**DESCRIPTION OF THE TASK**: Type out the full set of entries again, unchanged.

**DATASET EXCERPTS**:
Issue #12607, opened 2023-01-20
Better error when starting on unsupported macOS


jmcphers:
RStudio currently requires macOS 11. However, when you try to run it on an older macOS, the error that comes back is very difficult to understand, and even sophisticated users don't realize that the problem is an outdated macOS. Here is one such error:

```
dyld: Library not loaded: @executable_path/../Frameworks/libssl.1.1.dylib
  Referenced from: /Applications/RStudio.app/Contents/Resources/app/bin/rsession
  Reason: no suitable image found.  Did find:
	/Applications/RStudio.app/Contents/Resources/app/bin/../Frameworks/libssl.1.1.dylib: cannot load 'libssl.1.1.dylib' (load command 0x80000034 is unknown)
	/Applications/RStudio.app/Contents/Resources/app/bin/../Frameworks/libssl.1.1.dylib: stat() failed with errno=1
```

Old macOS problems were one of the primary causes of "RStudio didn't start" reports on our community page before Electron. The Electron release, however, requires macOS 11, which has greatly exacerbated the problem to the point where it is now the *primary* cause of these reports. 

Here are 5 examples (and there are lots more).

https://community.rstudio.com/t/error-starting-r-the-r-session-failed-to-start/157858/2

https://community.rstudio.com/t/error-al-iniciar-rstudio-error-al-iniciar-r/156958/2

https://community.rstudio.com/t/im-getting-error-when-i-start-rstudio-error-starting-r/155752/2

https://community.rstudio.com/t/rstudio-is-not-working-on-my-macos/156428

https://community.rstudio.com/t/issue-with-installing-r-studio-in-mac/136704/2

We should add a macOS version test at startup. If the version is too old to be supported, we should show a friendly message suggesting that the user update macOS to use RStudio, or use an old version that still works with their operating system.

ronblum:
Triage: Suggesting backlog-1 or even sooner.

jmcphers:
Another report: https://community.rstudio.com/t/failure-to-startup-r-session-need-help/158162

jmcphers:
Here's another one: https://community.rstudio.com/t/first-time-problems/158070

gtritchie:
Another one was received via the accessibility alias from a user on High Sierra (10.13). I responded directly to them and pointed them towards the community for future questions of this sort.

[...]

PR #12670, opened 2023-02-06
Add error if using an unsupported version of macOS

melissa-barca:
### Intent

Addresses #12607 

Alert the user on startup when RStudio failed to launch due to an unsupported version. 

image

### Approach

When we detect a launch failure, check the operating system version. If we're using an unsupported version of macOS, prefix the launch error with: `You are using an unsupported operating system. RStudio requires macOS 11 or higher.` 

Reviewer note: I'm unsure if this is the correct place to add this function. I wanted to include it in the electron code rather than the C++ code since it only applies to desktop and to take advantage of node's `os` module for determining the specific OS release. Please let me know if this should be moved to somewhere in `node/desktop/src/core` instead.

### Automated Tests

No unit tests were added since the functionality depends on the system running the test. 

### QA Notes

This requires testing on a version of macOS prior to 11. I have an alternate laptop I was able to downgrade so I've verified this works as expected. 

### Documentation
The Desktop Pro Admin guide already mentioned this requirement. I've added it to the open-source user guide. 

### Checklist

- [ don't think this is necessary? ] If this PR adds a new feature, or fixes a bug in a previously released version, it includes an entry in `NEWS.md` 

### DIFF
--- a/src/node/desktop/src/main/gwt-callback.ts
+++ b/src/node/desktop/src/main/gwt-callback.ts
@@ -28,6 +28,7 @@ import {
 import { IpcMainEvent, MessageBoxOptions, OpenDialogOptions, SaveDialogOptions } from 'electron/main';
 import EventEmitter from 'events';
 import { existsSync, writeFileSync } from 'fs';
+import { platform, release } from 'os';
 import i18next from 'i18next';
 import { findFontsSync } from 'node-system-fonts';
 import path, { dirname } from 'path';
@@ -49,7 +50,6 @@ import {
   getAppPath, handleLocaleCookies, resolveAliasedPath
 } from './utils';
 import { activateWindow, focusedWebContents } from './window-utils';
-import os, { version } from 'os';
 
 export enum PendingQuit {
   PendingQuitNone,
@@ -911,10 +911,8 @@ export class GwtCallback extends EventEmitter {
   }
 
   addMacOSVersionError(): void {
-    if (os.platform() === 'darwin') {
-      const release = os.release();
-      const release_major = parseInt(release.substring(0, release.indexOf('.')));
-
+    if (platform() === 'darwin') {
+      const release_major = parseInt(release().substring(0, release().indexOf('.')));
       // macOS 11.0 uses darwin 20.0.0
       if (release_major < 20) {
         let versionError = 'You are using an unsupported operating system.' +
--- a/src/node/desktop/src/main/gwt-callback.ts
+++ b/src/node/desktop/src/main/gwt-callback.ts
@@ -917,7 +917,7 @@ export class GwtCallback extends EventEmitter {
 
       // macOS 11.0 uses darwin 20.0.0
       if (release_major < 20) {
-        let versionError = 'You are using an unsupported Operating System.' +
+        let versionError = 'You are using an unsupported operating system.' +
         ' RStudio requires macOS 11 or higher.';
         if (this.errorPageData.get('process_error')) {
           const launch_failed = this.errorPageData.get('process_error');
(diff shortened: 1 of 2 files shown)


src/node/desktop/src/main/gwt-callback.ts
```diff
@@ -902,10 +903,31 @@ export class GwtCallback extends EventEmitter {
     });
 
     ipcMain.handle('desktop_startup_error_info', async (event, varName: string) => {
+      if (varName == 'launch_failed') {
```
gtritchie, line 906: Use `===` in Javascript for comparisons. `==` does type coercion and can give unexpected results.

src/node/desktop/src/main/gwt-callback.ts
```diff
@@ -902,10 +903,31 @@ export class GwtCallback extends EventEmitter {
...
     });
   }
 
+  addMacOSVersionError(): void {
+    if (platform() === 'darwin') {
+      const release_major = parseInt(release().substring(0, release().indexOf('.')));
+      // macOS 11.0 uses darwin 20.0.0
+      if (release_major < 20) {
+        let versionError = 'You are using an unsupported operating system.' +
+        ' RStudio requires macOS 11 or higher.';
```
gtritchie, line 919: I wonder if we should say "macOS 11 (Big Sur)". A lot of Mac users use the names rather than the version numbers, I think, so including both would be helpful.

src/node/desktop/src/main/gwt-callback.ts
```diff
@@ -902,10 +903,31 @@ export class GwtCallback extends EventEmitter {
...
       return resolveTemplateVar(varName, this.errorPageData);
     });
   }
 
+  addMacOSVersionError(): void {
+    if (platform() === 'darwin') {
+      const release_major = parseInt(release().substring(0, release().indexOf('.')));
+      // macOS 11.0 uses darwin 20.0.0
+      if (release_major < 20) {
+        let versionError = 'You are using an unsupported operating system.' +
```
gtritchie, line 918: Ideally we'd make these strings localizable. We use `i18next` package for localizing Electron-specific strings. I don't know, offhand, if these status pages are localized at all, so unless they are I wouldn't worry about it now (but maybe open a tracking issue for future consideration).

gtritchie (changes requested):
I think doing this where you did (the Electron code) is the right place.

kevinushey (commented):
My main concern is that it's going to be easy to forget to update these values on future releases. Is there a way for us to make sure this isn't forgotten? We could either:

1. Add this to the release checklist, or
2. Use some kind of "global" versioning file where we declare the minimum-required versions of various operating systems, and find some way to import / use that here.

timtmok (approved):
I do like Kevin's idea to have a global versioning file to have a check like this for other OS'es.

gtritchie (approved):

src/node/desktop/src/main/gwt-callback.ts
melissa-barca: @gtritchie looking at https://github.com/rstudio/rstudio/blob/main/src/cpp/desktop/html/error.html, we're unfortunately not doing any localization for this page. 

@kevinushey I updated this to include the version (I manipulated my local code to make the error appear for a supported version for this screenshot):
image

melissa-barca:
Thanks @kevinushey, I'll be sure to update the release checklist once this is merged so I can link to the code. One thing to note about this code, which could be argued to be a feature or bug, is that it will only be executed if we get a launch failure. I think this is the right way to go because it continues to treat unsupported operating systems as "use at your own risk", but if they do completely fail to launch, we give the user a clue as to why.

src/node/desktop/src/main/gwt-callback.ts
melissa-barca: Issue for localization: https://github.com/rstudio/rstudio/issues/12672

**THE ANSWER**:
Issue #12607, opened 2023-01-20
Better error when starting on unsupported macOS


jmcphers:
RStudio currently requires macOS 11. However, when you try to run it on an older macOS, the error that comes back is very difficult to understand, and even sophisticated users don't realize that the problem is an outdated macOS. Here is one such error:

```
dyld: Library not loaded: @executable_path/../Frameworks/libssl.1.1.dylib
  Referenced from: /Applications/RStudio.app/Contents/Resources/app/bin/rsession
  Reason: no suitable image found.  Did find:
	/Applications/RStudio.app/Contents/Resources/app/bin/../Frameworks/libssl.1.1.dylib: cannot load 'libssl.1.1.dylib' (load command 0x80000034 is unknown)
	/Applications/RStudio.app/Contents/Resources/app/bin/../Frameworks/libssl.1.1.dylib: stat() failed with errno=1
```

Old macOS problems were one of the primary causes of "RStudio didn't start" reports on our community page before Electron. The Electron release, however, requires macOS 11, which has greatly exacerbated the problem to the point where it is now the *primary* cause of these reports. 

Here are 5 examples (and there are lots more).

https://community.rstudio.com/t/error-starting-r-the-r-session-failed-to-start/157858/2

https://community.rstudio.com/t/error-al-iniciar-rstudio-error-al-iniciar-r/156958/2

https://community.rstudio.com/t/im-getting-error-when-i-start-rstudio-error-starting-r/155752/2

https://community.rstudio.com/t/rstudio-is-not-working-on-my-macos/156428

https://community.rstudio.com/t/issue-with-installing-r-studio-in-mac/136704/2

We should add a macOS version test at startup. If the version is too old to be supported, we should show a friendly message suggesting that the user update macOS to use RStudio, or use an old version that still works with their operating system.

ronblum:
Triage: Suggesting backlog-1 or even sooner.

jmcphers:
Another report: https://community.rstudio.com/t/failure-to-startup-r-session-need-help/158162

jmcphers:
Here's another one: https://community.rstudio.com/t/first-time-problems/158070

gtritchie:
Another one was received via the accessibility alias from a user on High Sierra (10.13). I responded directly to them and pointed them towards the community for future questions of this sort.

[...]

PR #12670, opened 2023-02-06
Add error if using an unsupported version of macOS

melissa-barca:
### Intent

Addresses #12607 

Alert the user on startup when RStudio failed to launch due to an unsupported version. 

image

### Approach

When we detect a launch failure, check the operating system version. If we're using an unsupported version of macOS, prefix the launch error with: `You are using an unsupported operating system. RStudio requires macOS 11 or higher.` 

Reviewer note: I'm unsure if this is the correct place to add this function. I wanted to include it in the electron code rather than the C++ code since it only applies to desktop and to take advantage of node's `os` module for determining the specific OS release. Please let me know if this should be moved to somewhere in `node/desktop/src/core` instead.

### Automated Tests

No unit tests were added since the functionality depends on the system running the test. 

### QA Notes

This requires testing on a version of macOS prior to 11. I have an alternate laptop I was able to downgrade so I've verified this works as expected. 

### Documentation
The Desktop Pro Admin guide already mentioned this requirement. I've added it to the open-source user guide. 

### Checklist

- [ don't think this is necessary? ] If this PR adds a new feature, or fixes a bug in a previously released version, it includes an entry in `NEWS.md` 

### DIFF
--- a/src/node/desktop/src/main/gwt-callback.ts
+++ b/src/node/desktop/src/main/gwt-callback.ts
@@ -28,6 +28,7 @@ import {
 import { IpcMainEvent, MessageBoxOptions, OpenDialogOptions, SaveDialogOptions } from 'electron/main';
 import EventEmitter from 'events';
 import { existsSync, writeFileSync } from 'fs';
+import { platform, release } from 'os';
 import i18next from 'i18next';
 import { findFontsSync } from 'node-system-fonts';
 import path, { dirname } from 'path';
@@ -49,7 +50,6 @@ import {
   getAppPath, handleLocaleCookies, resolveAliasedPath
 } from './utils';
 import { activateWindow, focusedWebContents } from './window-utils';
-import os, { version } from 'os';
 
 export enum PendingQuit {
   PendingQuitNone,
@@ -911,10 +911,8 @@ export class GwtCallback extends EventEmitter {
   }
 
   addMacOSVersionError(): void {
-    if (os.platform() === 'darwin') {
-      const release = os.release();
-      const release_major = parseInt(release.substring(0, release.indexOf('.')));
-
+    if (platform() === 'darwin') {
+      const release_major = parseInt(release().substring(0, release().indexOf('.')));
       // macOS 11.0 uses darwin 20.0.0
       if (release_major < 20) {
         let versionError = 'You are using an unsupported operating system.' +
--- a/src/node/desktop/src/main/gwt-callback.ts
+++ b/src/node/desktop/src/main/gwt-callback.ts
@@ -917,7 +917,7 @@ export class GwtCallback extends EventEmitter {
 
       // macOS 11.0 uses darwin 20.0.0
       if (release_major < 20) {
-        let versionError = 'You are using an unsupported Operating System.' +
+        let versionError = 'You are using an unsupported operating system.' +
         ' RStudio requires macOS 11 or higher.';
         if (this.errorPageData.get('process_error')) {
           const launch_failed = this.errorPageData.get('process_error');
(diff shortened: 1 of 2 files shown)


src/node/desktop/src/main/gwt-callback.ts
```diff
@@ -902,10 +903,31 @@ export class GwtCallback extends EventEmitter {
     });
 
     ipcMain.handle('desktop_startup_error_info', async (event, varName: string) => {
+      if (varName == 'launch_failed') {
```
gtritchie, line 906: Use `===` in Javascript for comparisons. `==` does type coercion and can give unexpected results.

src/node/desktop/src/main/gwt-callback.ts
```diff
@@ -902,10 +903,31 @@ export class GwtCallback extends EventEmitter {
...
     });
   }
 
+  addMacOSVersionError(): void {
+    if (platform() === 'darwin') {
+      const release_major = parseInt(release().substring(0, release().indexOf('.')));
+      // macOS 11.0 uses darwin 20.0.0
+      if (release_major < 20) {
+        let versionError = 'You are using an unsupported operating system.' +
+        ' RStudio requires macOS 11 or higher.';
```
gtritchie, line 919: I wonder if we should say "macOS 11 (Big Sur)". A lot of Mac users use the names rather than the version numbers, I think, so including both would be helpful.

src/node/desktop/src/main/gwt-callback.ts
```diff
@@ -902,10 +903,31 @@ export class GwtCallback extends EventEmitter {
...
       return resolveTemplateVar(varName, this.errorPageData);
     });
   }
 
+  addMacOSVersionError(): void {
+    if (platform() === 'darwin') {
+      const release_major = parseInt(release().substring(0, release().indexOf('.')));
+      // macOS 11.0 uses darwin 20.0.0
+      if (release_major < 20) {
+        let versionError = 'You are using an unsupported operating system.' +
```
gtritchie, line 918: Ideally we'd make these strings localizable. We use `i18next` package for localizing Electron-specific strings. I don't know, offhand, if these status pages are localized at all, so unless they are I wouldn't worry about it now (but maybe open a tracking issue for future consideration).

gtritchie (changes requested):
I think doing this where you did (the Electron code) is the right place.

kevinushey (commented):
My main concern is that it's going to be easy to forget to update these values on future releases. Is there a way for us to make sure this isn't forgotten? We could either:

1. Add this to the release checklist, or
2. Use some kind of "global" versioning file where we declare the minimum-required versions of various operating systems, and find some way to import / use that here.

timtmok (approved):
I do like Kevin's idea to have a global versioning file to have a check like this for other OS'es.

gtritchie (approved):

src/node/desktop/src/main/gwt-callback.ts
melissa-barca: @gtritchie looking at https://github.com/rstudio/rstudio/blob/main/src/cpp/desktop/html/error.html, we're unfortunately not doing any localization for this page. 

@kevinushey I updated this to include the version (I manipulated my local code to make the error appear for a supported version for this screenshot):
image

melissa-barca:
Thanks @kevinushey, I'll be sure to update the release checklist once this is merged so I can link to the code. One thing to note about this code, which could be argued to be a feature or bug, is that it will only be executed if we get a launch failure. I think this is the right way to go because it continues to treat unsupported operating systems as "use at your own risk", but if they do completely fail to launch, we give the user a clue as to why.

src/node/desktop/src/main/gwt-callback.ts
melissa-barca: Issue for localization: https://github.com/rstudio/rstudio/issues/12672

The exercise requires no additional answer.